# truck went into ditch...



## jadyejr (Nov 29, 2008)

:realmad::realmad: So i had to go out for a nice romantic valentines day weekend, had reservations and a little part of that storm hits us on friday night.... Well I figure I'll just go ahead and let my guy run my truck so he comes and gets it and goes off and does his thing... I call him about midnight to check on him, and he says hes getting bags of salt off the side of the road, the trucks in the ditch and he busted my lower spoiler and fog lights on the truck.... forgets to mention that the trailer loaded with salt swung around and hit the truck.... so im pretty pissed, but at least everyones ok, so i tell him to stay in town and just finish up and call it a night.... well i get home late sunday night and my truck looks horrible, took it to a body shop that some friends have just to check the frame and yes its bent.... all the lines on the truck are messed up.... im just a little aggravated....overall on the low side im looking at 2k in repairs.... so im a little mad but overall ive still had a good winter...


----------



## 2COR517 (Oct 23, 2008)

Ouch. How big/heavy was the trailer?


----------



## Mark13 (Dec 3, 2006)

Your just not having much luck with trucks this year.


----------



## jadyejr (Nov 29, 2008)

2COR517;1002168 said:


> Ouch. How big/heavy was the trailer?


it was a 10 footer with a little salt on it.... im still not sure im buying the idea that the trailer swung around and smacked the truck....



Mark13;1002171 said:


> Your just not having much luck with trucks this year.


tell me about it....


----------



## THEGOLDPRO (Jun 18, 2006)

yep that sucks


----------



## Milwaukee (Dec 28, 2007)

Please get picture of trailer.

Was it flat road or hill ? 


I don't buy it if it was trailer until it capable to turn that much without dent rear bumper.


----------



## jadyejr (Nov 29, 2008)

Milwaukee;1002193 said:


> Please get picture of trailer.
> 
> Was it flat road or hill ?
> 
> I don't buy it if it was trailer until it capable to turn that much without dent rear bumper.

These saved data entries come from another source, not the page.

PR #4454, opened 2026-09-15
[IGNORE] Generate frontend SBOM on each PR + fix peer deps

celian-garcia:
# Description

## New CI check
During a release, we had an issue that could have been detected before. This is on the CycloneDX library call, responsible of generating the SBOM for the release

thats what i said..... i honestly havent even seen the trailer yet....


----------



## 2COR517 (Oct 23, 2008)

How the heck did the frame bend?


----------



## jadyejr (Nov 29, 2008)

2COR517;1002209 said:


> How the heck did the frame bend?


he went down into the ditch, and slammed into the bottom... like where the plow frame is... i think the plow frame actually took most of the force and may have saved it from being worse.... theres dirt stuffed in there though really deep


----------



## 2COR517 (Oct 23, 2008)

Gotcha. Sorry to hear that


----------



## thesnowman269 (Nov 7, 2009)

hmm that dont add I bet that truck would have alot more bigger dents in it if the trailer swung around and hit it


----------



## WIPensFan (Jan 31, 2009)

That has to be more than $2,000 of damage! From now on you do it your self and do Valentines when you're done. You have to be able to trust your help for years before you can let them go. This makes me sick for you! F--in "HELPERS".


----------



## 2COR517 (Oct 23, 2008)

No, I can see on of those little utility trailers hitting like that if the right front is down in the ditch.


----------



## EGLC (Nov 8, 2007)

you have A LOT more then $2000 in body work there man.....and sorry for bringing the bad news.


----------



## Milwaukee (Dec 28, 2007)

Where frame bent front end or middle of frame or before front axle?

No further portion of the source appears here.